Remove some unnecessary code. Note that the call to
innodb_base_col_setup() should be executed later.
commit_try_norebuild(): If ctx->is_instant(), let the virtual
columns be added or dropped by innobase_instant_try().
innobase_instant_try(): Fill in a zero default value for the
hidden column FTS_DOC_ID (to reduce the work needed in MDEV-17459).
If any columns were dropped or reordered (or added not last),
delete any SYS_COLUMNS records for the following columns, and
insert SYS_COLUMNS records for all subsequent stored columns as well
as for all virtual columns. If any virtual column is dropped, rewrite
all virtual column metadata. Use a shortcut only for adding
virtual columns. This is because innobase_drop_virtual_try()

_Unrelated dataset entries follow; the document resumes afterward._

Issue #848, opened 2026-06-27
SbomManager logs "container not found in shared data" at ERROR when a short-lived container exits early


devantler:
## Description
node-agent logs `SbomManager - container not found in shared data` at ERROR level for something that is not really an error: a container that started and then exited very quickly, before node-agent finished collecting the data it needs to scan it.

When that happens there is nothing left to scan (the container is already gone), so skipping the SBOM is the correct outcome. The problem is only that it is logged at ERROR. On a cluster that runs many short-lived pods (for example frequent jobs), every container that exits early produces an error line, so this turns into a steady stream of ERROR logs and false alerts for a harmless, expected race.

The line is here (current `main`, unchanged at the v0.3.142 release tag), `pkg/sbommanager/v1/sbom_manager.go:250`:

    sharedData, err := s.waitForSharedContainerData(notif.Container.Runtime.ContainerID)
    if err != nil {
        logger.L().Error("SbomManager - container not found in shared data",
            helpers.String("container ID", notif.Container.Runtime.ContainerID))
        return
    }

assumes that the dropped virtual columns still exist in ctx->old_table.
innodb_update_cols(): Renamed from innodb_update_n_cols().
innobase_add_one_virtual(), innobase_insert_sys_virtual(): Change
the return type to bool, and invoke my_error() when detecting an error.
innodb_insert_sys_columns(): Insert a record into SYS_COLUMNS.
Refactored from innobase_add_one_virtual() and innobase_instant_add_col().
innobase_instant_add_col(): Replace the parameter dfield with type.
innobase_instant_drop_cols(): Drop matching columns from SYS_COLUMNS
and all columns from SYS_VIRTUAL.
innobase_add_virtual_try(), innobase_drop_virtual_try(): Let
the caller invoke innodb_update_cols().
innobase_rename_column_try(): Skip dropped columns.
commit_cache_norebuild(): Update table->fts->doc_col.
dict_mem_table_col_rename_low(): Skip dropped columns.
trx_undo_rec_get_partial_row(): Skip dropped columns.
trx_undo_update_rec_get_update(): Handle the metadata BLOB correctly.
trx_undo_page_report_modify(): Avoid out-of-bounds access to record fields.
Log metadata records consistently.
Apparently, the first fields of a clustered index may be updated
in an update_undo vector when the index is ID_IND of SYS_FOREIGN,
as part of renaming the table during ALTER TABLE. Normally, updates of
the PRIMARY KEY should be logged as delete-mark and an insert.
row_undo_mod_parse_undo_rec(), row_purge_parse_undo_rec():
Use trx_undo_metadata.
row_undo_mod_clust_low(): On metadata rollback, roll back the root page too.
row_undo_mod_clust(): Relax an assertion. The delete-mark flag was
repurposed for ALTER TABLE metadata records.
row_rec_to_index_entry_impl(): Add the template parameter mblob
and the optional parameter info_bits for specifying the desired new
info bits. For the metadata tuple, allow conversion between the original
format (ADD COLUMN only) and the generic format (with hidden BLOB).
Add the optional parameter "pad" to determine whether the tuple should
be padded to the index fields (on ALTER TABLE it should), or whether
it should remain at its original size (on rollback).
row_build_index_entry_low(): Clean up the code, removing
redundant variables and conditions. For instantly dropped columns,
generate a dummy value that is NULL, the empty string, or a
fixed length of NUL bytes, depending on the type of the dropped column.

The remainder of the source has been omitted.